Costa Rica’s Colón Soars Against Dollar

Our neighbor Costa Rica is charging us more to buy their currency and may limit tourism in Costa Rica if it costs more to spend time there.  The appreciation of the colón against the dollar has caused a stir in various sectors of Costa Rica. The dollar price in Costa Rica reached its lowest point in the last 14 years. The average value in the Monex foreign currency market is ₡507 per dollar, and there are already several banks offering the dollar for less than ₡500.  Gerardo Corrales, an economist, explained that it is urgent to return to a point of equilibrium, close to ₡620. Otherwise, there is a risk of making the country even more expensive and losing countless jobs associated with the export sector, tourism, and free trade zones. The problem is that Costa Rica is an economy highly dependent on the external market, so a drop in the value of that currency has a high impact. In fact, on several occasions, the business sector has asked the government to intervene to stabilize the exchange rate. However, the government has remained on the sidelines, stating that the Central Bank of Costa Rica (BCCR) does not have a major influence and has not changed its policy rate out of fear of influencing inflation. The Central Bank of Costa Rica’s main objective has been to control inflation, which has already been achieved, given that, according to OECD data, Costa Rica closed 2023 with -1.8% inflation, its target being 3% with +/-1% variation.
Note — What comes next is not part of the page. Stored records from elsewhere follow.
PR #25, opened 2016-07-22
Add http client pool

### LINKED ISSUE #8: HttpClientPool
Having an HttpClient / HttpAsyncClient, that accept a list of differents clients and balance requests over them, should also remove a client from the list if one of the request fail.

You can see something like this here : https://github.com/elastic/elasticsearch-php/tree/master/src/Elasticsearch/ConnectionPool

joelwurtz:
| Q               | A
| --------------- | ---
| Bug fix?        | no
| New feature?    | yes
| BC breaks?      | no
| Deprecations?   | no
| Related tickets | fixes #8 
| Documentation   | https://github.com/php-http/documentation/pull/134
| License         | MIT

Add a Http Client Pool as discussed in #8

### DIFF
--- a/src/HttpClientPool/LeastUsedClientPool.php
+++ b/src/HttpClientPool/LeastUsedClientPool.php
@@ -1,0 +1,45 @@
+<?php
+
+namespace Http\Client\Common\HttpClientPool;
+
+use Http\Client\Common\Exception\HttpClientNotFoundException;
+use Http\Client\Common\HttpClientPool;
+use Http\Client\Common\HttpClientPoolItem;
+
+/**
+ * LeastUsedClientPool will choose the client with the less current request in the pool.
+ *
+ * This strategy is only useful when doing async request
+ *
+ * @author Joel Wurtz <joel.wurtz@gmail.com>
+ */
+class LeastUsedClientPool extends HttpClientPool
+{
+    /**
+     * {@inheritdoc}
+     */
+    public function chooseHttpClient()
+    {
+        $clientPool = array_filter($this->clientPool, function (HttpClientPoolItem $clientPoolItem) {
+            return !$clientPoolItem->isDisabled();
+        });
+
+        if (0 === count($clientPool)) {
+            throw new HttpClientNotFoundException('Cannot choose a http client as there is no one present in the pool');
+        }
+
+        usort($clientPool, function (HttpClientPoolItem $clientA, HttpClientPoolItem $clientB) {
+            if ($clientA->getSendingRequestCount() === $clientB->getSendingRequestCount()) {
+                return 0;
+            }
+
+            if ($clientA->getSendingRequestCount() < $clientB->getSendingRequestCount()) {
+                return -1;
+            }
+
+            return 1;
+        });
+
+        return reset($clientPool);
+    }
+}
--- a/src/HttpClientPool/LeastUsedClientPool.php
+++ b/src/HttpClientPool/LeastUsedClientPool.php
@@ -13,12 +13,12 @@ use Http\Client\Common\HttpClientPoolItem;
  *
  * @author Joel Wurtz <joel.wurtz@gmail.com>
  */
-class LeastUsedClientPool extends HttpClientPool
+final class LeastUsedClientPool extends HttpClientPool
 {
     /**
      * {@inheritdoc}
      */
-    public function chooseHttpClient()
+    protected function chooseHttpClient()
     {
         $clientPool = array_filter($this->clientPool, function (HttpClientPoolItem $clientPoolItem) {
             return !$clientPoolItem->isDisabled();
--- a/src/HttpClientPool/RoundRobinClientPool.php
+++ b/src/HttpClientPool/RoundRobinClientPool.php
@@ -10,12 +10,12 @@ use Http\Client\Common\HttpClientPool;
  *
  * @author Joel Wurtz <joel.wurtz@gmail.com>
  */
-class RoundRobinClientPool extends HttpClientPool
+final class RoundRobinClientPool extends HttpClientPool
 {
     /**
      * {@inheritdoc}
      */
-    public function chooseHttpClient()
+    protected function chooseHttpClient()
     {
         $last = current($this->clientPool);
 
--- a/src/HttpClientPool/RoundRobinClientPool.php
+++ b/src/HttpClientPool/RoundRobinClientPool.php
@@ -1,0 +1,41 @@
+<?php
+
+namespace Http\Client\Common\HttpClientPool;
+
+use Http\Client\Common\Exception\HttpClientNotFoundException;
+use Http\Client\Common\HttpClientPool;
+
+/**
+ * RoundRobinClientPool will choose the next client in the pool.
+ *
+ * @author Joel Wurtz <joel.wurtz@gmail.com>
+ */
+class RoundRobinClientPool extends HttpClientPool
+{
+    /**
+     * {@inheritdoc}
+     */
+    public function chooseHttpClient()
+    {
+        $last = current($this->clientPool);
+
+        do {
+            $client = next($this->clientPool);
+
+            if (false === $client) {
+                $client = reset($this->clientPool);
+
+                if (false === $client) {
+                    throw new HttpClientNotFoundException('Cannot choose a http client as there is no one present in the pool');
+                }
+            }
+
+            // Case when there is only one and the last one has been disabled
+            if ($last === $client && $client->isDisabled()) {
+                throw new HttpClientNotFoundException('Cannot choose a http client as there is no one enabled in the pool');
+            }
+        } while ($client->isDisabled());
+
+        return $client;
+    }
+}
--- a/src/HttpClientPoolItem.php
+++ b/src/HttpClientPoolItem.php
@@ -128,7 +128,7 @@ class HttpClientPoolItem implements HttpClient, HttpAsyncClient
      *
      * @return \DateTime|null
      */
-    protected function getDisabledAt()
+    private function getDisabledAt()
     {
         return $this->disabledAt;
     }
@@ -136,7 +136,7 @@ class HttpClientPoolItem implements HttpClient, HttpAsyncClient
     /**
      * Increment the request count.
      */
-    protected function incrementRequestCount()
+    private function incrementRequestCount()
     {
         ++$this->sendingRequestCount;
     }
@@ -144,7 +144,7 @@ class HttpClientPoolItem implements HttpClient, HttpAsyncClient
     /**
      * Decrement the request count.
      */
-    protected function decrementRequestCount()
+    private function decrementRequestCount()
     {
         --$this->sendingRequestCount;
     }
@@ -152,7 +152,7 @@ class HttpClientPoolItem implements HttpClient, HttpAsyncClient
     /**
      * Enable the current client.
      */
-    protected function enable()
+    private function enable()
     {
         $this->disabledAt = null;
     }
@@ -160,7 +160,7 @@ class HttpClientPoolItem implements HttpClient, HttpAsyncClient
     /**
      * Disable the current client.
      */
-    protected function disable()
+    private function disable()
     {
         $this->disabledAt = new \DateTime('now');
     }
--- a/src/HttpClientPoolItem.php
+++ b/src/HttpClientPoolItem.php
@@ -1,0 +1,131 @@
+<?php
+
+namespace Http\Client\Common;
+
+use Http\Client\HttpAsyncClient;
+use Http\Client\HttpClient;
+use Psr\Http\Message\RequestInterface;
+use Http\Client\Exception;
+
+/**
+ * A HttpClientPoolItem represent a HttpClient inside a Pool.
+ *
+ * It is disabled when a request failed and can be reenable after a certain number of seconds
+ * It also keep tracks of the current number of request the client is currently sending (only usable for async method)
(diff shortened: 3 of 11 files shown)


src/HttpClientPoolItem.php
```diff
@@ -0,0 +1,127 @@
...
+        }
+
+        ++$this->sendingRequestCount;
+
+        return parent::sendAsyncRequest($request)->then(function ($response) {
+            --$this->sendingRequestCount;
+
+            return $response;
+        }, function ($exception) {
+            $this->disable();
```
dbu: not sure if this is a good idea. it could mean that flaky backends would lead to random client objects being disabled over time.

dbu: ah, found the reenable. but still, is your assumption that one client stops working while others continue to work? as this is not multithread or multiprocess code, i don't expect this to be a relevant use case.

or is the idea to use a bunch of clients to do round robin on the client to different instances of the same server application rather than on a load balancer in front of the servers?

dbu:
the implementation looks sane enough to me. i am not sure if one is supposed to do this - i thought with ES the idea is you talk to the cluster and ES does heal itself and make sure one of its nodes is responding. if you are writing, this could even create a huge mess if the ES node runs into a split brain - you would then write to both halves...

src/HttpClientPoolItem.php
```diff
@@ -0,0 +1,127 @@
...
+ * A HttpClientPoolItem represent a HttpClient inside a Pool.
+ *
+ * It is disabled when a request failed and can be reenable after a certain number of seconds
+ * It also keep tracks of the current number of request the client is currently sending (only usable for async method)
+ *
+ * @author Joel Wurtz <joel.wurtz@gmail.com>
+ */
+class HttpClientPoolItem extends FlexibleHttpClient
+{
+    /** @var int Number of request this client is actually sending */
```
Nyholm: s/actually/currently/ ?

src/Exception/NotFoundHttpClientException.php
```diff
@@ -0,0 +1,14 @@
+<?php
+
+namespace Http\Client\Common\Exception;
+
+use Http\Client\Exception\TransferException;
+
+/**
+ * Thrown when a http client cannot be chose in a pool.
```
sagikazarmark: s/chose/chosen

src/Exception/NotFoundHttpClientException.php
```diff
@@ -0,0 +1,14 @@
...
+ *
+ * @author Joel Wurtz <joel.wurtz@gmail.com>
+ */
+class NotFoundHttpClientException extends TransferException
```
sagikazarmark: HttpClientNotFound?

src/HttpClientPoolItem.php
```diff
@@ -0,0 +1,127 @@
...
+
+/**
+ * A HttpClientPoolItem represent a HttpClient inside a Pool.
+ *
+ * It is disabled when a request failed and can be reenable after a certain number of seconds
+ * It also keep tracks of the current number of request the client is currently sending (only usable for async method)
+ *
+ * @author Joel Wurtz <joel.wurtz@gmail.com>
+ */
+class HttpClientPoolItem extends FlexibleHttpClient
```
sagikazarmark: Is this actually necessary? Can't we just wrap the injected client into a FlexibleHttpClient and leave it final?

src/HttpClientPoolItem.php
```diff
@@ -0,0 +1,127 @@
...
+        $this->reenableAfter = $reenableAfter;
+    }
+
+    /**
+     * {@inheritdoc}
+     */
+    public function sendRequest(RequestInterface $request)
+    {
+        if ($this->isDisabled()) {
+            throw new Exception\RequestException('Cannot send request as this client as been disabled', $request);
```
sagikazarmark: s/as/has

src/Exception/NotFoundHttpClientException.php
sagikazarmark: Or NoHttpClientFound?

src/HttpClientPool/LeastUsedClientPool.php
```diff
@@ -0,0 +1,49 @@
...
+class LeastUsedClientPool extends HttpClientPool
+{
+    /**
+     * {@inheritdoc}
+     */
+    public function chooseHttpClient()
+    {
+        $clientPool = [];
+
+        foreach ($this->clientPool as $clientPoolItem) {
```
sagikazarmark: Wouldn't an array filter be cleaner?

src/HttpClientPoolItem.php
joelwurtz: > or is the idea to use a bunch of clients to do round robin on the client to different instances of the same server application rather than on a load balancer in front of the servers?

Yes

Having this can remove SPOF from application, as every request / frontend / command act as load balancer

In fact this is something which his already existing in the elasticsearch-php, as my goal is to propose a solution to integrate httplug into their lib this will allow them to completly remove their code about http client and only relying on us.

Also i think this make sense as elasticsearch is not a exclusive solution using cluster mecanism.

joelwurtz:
> the implementation looks sane enough to me. i am not sure if one is supposed to do this - i thought with ES the idea is you talk to the cluster and ES does heal itself and make sure one of its nodes is responding. if you are writing, this could even create a huge mess if the ES node runs into a split brain - you would then write to both halves...

It depens on your configuration, in our projects we mainly set all nodes to be master with data to have a real cluster and also always make sure that if a node fail the system is still responding.

Having one master fail to this principle, as if the master node is down the entire application is down, it's the same if we put a load balancer in front of elasticsearch as the SPOF will be on the loadbalancer. By directly load balancing into the code we are sure that they will never be a SPOF between our application and the elasticsearch cluster.

src/HttpClientPoolItem.php
joelwurtz: No, as there is the disable / enable mecanism

src/HttpClientPool/LeastUsedClientPool.php
joelwurtz: :+1:

src/HttpClientPoolItem.php
sagikazarmark: Why not? It can be maintained it in this client:

``` php
<?php

final class HttpClientPoolItem
{
    private $client;

    public function __construct($client, $reenableAfter = null)
    {
        $this->client = new FlexibleHttpClient($client);

        $this->reenableAfter = $reenableAfter;
    }
}
```

joelwurtz: Oh, you mean like that, i think this is pretty much the same, however there is less inheritance in this case, so :+1:

src/HttpClientPool/LeastUsedClientPool.php
```diff
@@ -0,0 +1,45 @@
...
+     * {@inheritdoc}
+     */
+    public function chooseHttpClient()
+    {
+        $clientPool = array_filter($this->clientPool, function (HttpClientPoolItem $clientPoolItem) {
+            return !$clientPoolItem->isDisabled();
+        });
+
+        if (0 === count($clientPool)) {
+            throw new HttpClientNotFoundException('Cannot choose a http client as there is no one present in the pool');
```
dbu: should we just force-use a disabled client in this case rather than do a hard failure? it would reduce the time we have problems if the backend went away for a short time.

src/HttpClientPool/RoundRobinClientPool.php
```diff
@@ -0,0 +1,41 @@
...
+ * @author Joel Wurtz <joel.wurtz@gmail.com>
+ */
+class RoundRobinClientPool extends HttpClientPool
+{
+    /**
+     * {@inheritdoc}
+     */
+    public function chooseHttpClient()
+    {
+        $last = current($this->clientPool);
```
dbu: is there a way how we could randomize with which client to start, maybe in the constructor? that would result in better load balancing of web requests, if we only do one request with each client.

src/HttpClientPoolItem.php
```diff
@@ -0,0 +1,131 @@
...
+
+/**
+ * A HttpClientPoolItem represent a HttpClient inside a Pool.
+ *
+ * It is disabled when a request failed and can be reenable after a certain number of seconds
+ * It also keep tracks of the current number of request the client is currently sending (only usable for async method)
+ *
+ * @author Joel Wurtz <joel.wurtz@gmail.com>
+ */
+class HttpClientPoolItem implements HttpClient, HttpAsyncClient
```
sagikazarmark: Shouldn't this be final?

src/HttpClientPool/RoundRobinClientPool.php
sagikazarmark: Isn't the least used client exactly for that?

src/HttpClientPoolItem.php
dbu: i could see the use for customizing the pool item behaviour. disable is protected, indicating this is meant to be extended for custom use cases.

src/HttpClientPool/RoundRobinClientPool.php
dbu: both are only within the same php process. when using a client in web requests, there hopefully is only one request to some other service, not several, and in that case this only makes sense if we randomize

joelwurtz: We can maybe add a third strategy which randomly choose a client between the one that are available ?

src/HttpClientPoolItem.php
joelwurtz: > i could see the use for customizing the pool item behaviour. disable is protected, indicating this is meant to be extended for custom use cases.

Yes, i don't want to add that here, but i can see use case where you want to persist metadata (disable, counter of request) of the HttpClientPoolItem, that's why i want to allow inheritance of this (so we can add, in the futur, an extended library using a storage to share this metadata across php process)

src/HttpClientPool/RoundRobinClientPool.php
dbu: that would make sense i think, and should be easy: shuffle the pool before doing what we do here. we might even extend this class and do shuffle, then call parent.

joelwurtz: Done see `RandomClientPool` also added in the PR docs

src/HttpClientPoolItem.php
joelwurtz: I add some methods in the class to make it better extendable given this view, tell me WDYT

src/HttpClientPoolItem.php
```diff
@@ -53,12 +50,12 @@ public function sendRequest(RequestInterface $request)
...
         try {
-            ++$this->sendingRequestCount;
+            $this->incrementRequestCount();
             $response = $this->client->sendRequest($request);
-            --$this->sendingRequestCount;
+            $this->decrementRequestCount();
         } catch (Exception $e) {
             $this->disable();
-            --$this->sendingRequestCount;
+            $this->decrementRequestCount();
```
dbu: if we where using php 5.5 only, we could use finally for this. but we are on 5.4 it seems :-(

src/HttpClientPoolItem.php
dbu: the class is now exposing many protected methods. this limits flexibility when refactoring. maybe we should keep that all private for now and refactor when you build that persistent solution. you might realize you need a different implementation then - and if they are now private, we can still change everything we need.

probably we need to inject either the strategy or the storage (in-memory, memcache, whatnot) to avoid needing classes for each permutation in-memory+round robin, in-memory+least used, memcache+round robin, ... but i would not work on that yet and just keep things as simple and internal as possible so we can extend later.

src/HttpClientPool/LeastUsedClientPool.php
```diff
@@ -0,0 +1,45 @@
...
+ * This strategy is only useful when doing async request
+ *
+ * @author Joel Wurtz <joel.wurtz@gmail.com>
+ */
+class LeastUsedClientPool extends HttpClientPool
+{
+    /**
+     * {@inheritdoc}
+     */
+    public function chooseHttpClient()
```
Nyholm: All the chooseHttpClient should be protected, right?

src/HttpClientPoolItem.php
```diff
@@ -0,0 +1,167 @@
...
+    {
+        return $this->sendingRequestCount;
+    }
+
+    /**
+     * Return when this client has been disabled or null if it's enabled.
+     *
+     * @return \DateTime|null
+     */
+    protected function getDisabledAt()
```
dbu: can we make all of these methods private for now? we should refactor when we actually implement something with persistent pool information. then we might need to adjust things anyways, which will be easier if these are private for now. maybe even make this class final for now, so that we can refactor without any worry about BC (apart from the public methods and constructor)

src/HttpClientPool/LeastUsedClientPool.php
joelwurtz: This can be done by setting 0 on the http client pool item

src/HttpClientPoolItem.php
joelwurtz: done

dbu:
can you add an entry to the changelog please?

apart from that looks ready to me.

sagikazarmark:
Sorry for not being active in this one. I am happy to merge when there is a change log entry.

However, inflation control is generating a high social cost and loss of competitiveness. 

 

Liberación Nacional deputy, Andrea Álvarez, pointed out that the government wants to benefit the main campaign financiers.  “We have a Central Bank president who seems indifferent to the human toll of his policies, prioritizing favorable statistics on paper over the well-being of the Costa Rican people. This impacts not only the daily lives of many individuals but also the broader welfare of our nation,” she emphasized. In an unfortunate statement, Costa Rica’s Vice President, Stephan Brunner, said that the complaints were probably coming only from the export sector and that companies should “reconsider exporting if they are not profitable due to the fall in the exchange rate.”  Businesses responded by stating that the country has an economy characterized by the diversification of both traded goods and destinations; exports of goods, services, and tourism represent 41% of the Gross Domestic Product, being key economic activities.  “Given Costa Rica’s status as an economy deeply intertwined with international trade, partially reliant on the dollar, and with tourism and agriculture as primary sectors outside the GAM, a swift appreciation of the dollar lacking in real productivity foundations squeezes the profit margins of businesses and individuals earning predominantly in dollars. This leads to a drying up of cash flows and, beyond certain thresholds, operational losses for companies,” explained Adriana Rodriguez, General Manager of Acobo Stock Exchange.